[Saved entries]

----------------

PR #443, opened 2024-08-07
[feat] Adding new fields in LinodeObjectStorageBucket and decoupling ObjKey Functionality

unnatiagg:
To keep CAPL API in line with Linodego APIs, Adding two fields to the LinodeObjectStorageBucket

1. acl: string; 
2. corsEnabled: bool (defaults to true, per API docs)

Fixes #
With the introduction of LinodeObjectStorageKey in CAPL, this PR decouples all the access key related code from the 
LinodeObjectStorageBucket controllers, services, and testcases.

**TODOs**:

- [ ] squashed commits
- [ ] includes documentation
- [ ] adds unit tests


unnatiagg:
Lint gives the following suggestion:
controller/linodeobjectstoragebucket_controller.go:166:63: `(*LinodeObjectStorageBucketReconciler).reconcileDelete` - `ctx` is unused (unparam)
`func (r *LinodeObjectStorageBucketReconciler) reconcileDelete(ctx context.Context, bScope *scope.ObjectStorageBucketScope) error {}`

Should we remove the context param for now, with an additional comment on top of the function?

unnatiagg:
The minimal-linodeObjectStorageBucket test lifecycle before tested the following:
1. Create a Bucket, Secret is created with it by default. Check the creation of the bucket and the secret.
2. Patch the Bucket object for key rotation. Assert the key generation
3. Delete the secret. Check for the restored secret.
4. Delete the Bucket. Check if the bucket and secret are deleted together.

Given the decoupling, the minimal-linodeObjectStorageBucket test lifecycle now:
1. Create a Bucket. Check the creation of the bucket.
2. Delete the Bucket. Check if the bucket and secret are deleted together.

In a new PR after this is merged, I would like to create a e2e test, where a bucket and (read-write,read-only) access keys are created separately.
1. Checking their resource association with each other.
2. Restore logic is tested
3. Patch logic is tested

cloud/services/object_storage_buckets.go
```diff
@@ -31,7 +29,7 @@ func EnsureObjectStorageBucket(ctx context.Context, bScope *scope.ObjectStorageB
 	opts := linodego.ObjectStorageBucketCreateOptions{
 		Region: bScope.Bucket.Spec.Region,
 		Label:  bScope.Bucket.Name,
-		ACL:    linodego.ACLPrivate,
+		ACL:    linodego.ObjectStorageACL(bScope.Bucket.Spec.ACL),
```
komer3, line 32: Question: Where is the cors var being set? I'm assuming we have to set before calling Linode API for obj creation?

komer3:
> Lint gives the following suggestion: controller/linodeobjectstoragebucket_controller.go:166:63: `(*LinodeObjectStorageBucketReconciler).reconcileDelete` - `ctx` is unused (unparam) `func (r *LinodeObjectStorageBucketReconciler) reconcileDelete(ctx context.Context, bScope *scope.ObjectStorageBucketScope) error {}`
> 
> Should we remove the context param for now, with an additional comment on top of the function?

During the standup today, I believe we decided to remove unused context and just add it back later if needed

e2e/linodeobjectstoragebucket-controller/minimal-linodeobjectstoragebucket/chainsaw-test.yaml
komer3, line 1: Could we set the acl in the LinodeObj resource to something other than default one to check if the bucket that is created has the right acl (check using linode api - unsure if the api response has this info)

cloud/services/object_storage_buckets.go
unnatiagg: Hey, I had a doubt about his, these changes have not been pushed yet.
Linodego API defines CorsEnabled *bool , so for CAPL in LinodeObjectStorageBucketSpec should the field be defined as 
`CorsEnabled bool` and coverted as following `opts := linodego.ObjectStorageBucketCreateOptions{
		Region:      bScope.Bucket.Spec.Region,
		Label:       bScope.Bucket.Name,
		ACL:         linodego.ObjectStorageACL(bScope.Bucket.Spec.ACL),
		CorsEnabled: util.Pointer(bScope.Bucket.Spec.CorsEnabled),
	}`

OR

directly defined as `CorsEnabled *bool`?

komer3: I would make `CorsEnabled` a bool pointer personally. Like you have in your second option!

I'm not sure if there is a preferred way in the team. Might be a good question to ask and get opinions.

eljohnson92: I agree with @komer3 your second solution looks like the correct one

api/v1alpha1/conversion.go
```diff
@@ -50,16 +51,26 @@ func Convert_v1alpha1_LinodeObjectStorageBucketSpec_To_v1alpha2_LinodeObjectStor
...
+	// WARNING: in.AccessKeyRefs requires manual conversion: does not exist in peer-type
+	return nil
+}
 
 func Convert_v1alpha2_LinodeObjectStorageBucketSpec_To_v1alpha1_LinodeObjectStorageBucketSpec(in *infrastructurev1alpha2.LinodeObjectStorageBucketSpec, out *LinodeObjectStorageBucketSpec, s conversion.Scope) error {
 	// WARNING: in.Region requires manual conversion: does not exist in peer-type
 	out.Cluster = in.Region
 	out.CredentialsRef = in.CredentialsRef
-	out.KeyGeneration = in.KeyGeneration
+	out.KeyGeneration = ptr.To(1)
```
bcm820, line 73: Would `0` make more sense here? Or rather, if the Object controller is no longer generating keys, is it safe to leave this as `nil`?

api/v1alpha2/linodeobjectstoragebucket_types.go
```diff
@@ -37,16 +44,22 @@ type LinodeObjectStorageBucketSpec struct {
...
+	// ACL sets The Access Control Level of the bucket using a canned ACL string
+	// +optional
+	// +kubebuilder:default=private
+	// +kubebuilder:validation:Enum=private;public-read;authenticated-read;public-read-write
+	ACL ObjectStorageACL `json:"acl,omitempty"`
+
+	// corsEnabled enables for all origins in the bucket .If set to false, CORS is disabled for all origins in the bucket
+	// +optional
+	// +kubebuilder:default=true
+	CorsEnabled *bool `json:"corsEnabled,omitempty"`
```
bcm820, line 56: Does it need to be a pointer?

controller/linodeobjectstoragebucket_controller.go
```diff
@@ -233,16 +162,10 @@ func (r *LinodeObjectStorageBucketReconciler) reconcileApply(ctx context.Context
 	return nil
 }
 
-func (r *LinodeObjectStorageBucketReconciler) reconcileDelete(ctx context.Context, bScope *scope.ObjectStorageBucketScope) error {
+// ctx has been removed from the param list
```
bcm820, line 165: nit: you can remove this comment

controller/linodeobjectstoragebucket_controller.go
```diff
@@ -233,16 +162,10 @@ func (r *LinodeObjectStorageBucketReconciler) reconcileApply(ctx context.Context
...
+func (r *LinodeObjectStorageBucketReconciler) reconcileDelete(bScope *scope.ObjectStorageBucketScope) error {
```
bcm820, line 166: We should be able to get rid of this function entirely now since we only added the finalizer to make sure we handled key revocation. This also means that we can get rid of the finalizer for OBJ buckets.

api/v1alpha2/linodeobjectstoragebucket_types.go
bcm820: Ah, I see. I think we don't need to make ours a pointer. We can just pass the pointer to the real value when doing create/update opts.

eljohnson92 (approved):

komer3 (approved):

bcm820 (approved):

----------------

## Exercise prompt:
Please reproduce the closing stretch of the records, from the line with "bcm820: Ah, I" through the last line, exactly as it stands.

## Result of the exercise:
bcm820: Ah, I see. I think we don't need to make ours a pointer. We can just pass the pointer to the real value when doing create/update opts.

eljohnson92 (approved):

komer3 (approved):

bcm820 (approved):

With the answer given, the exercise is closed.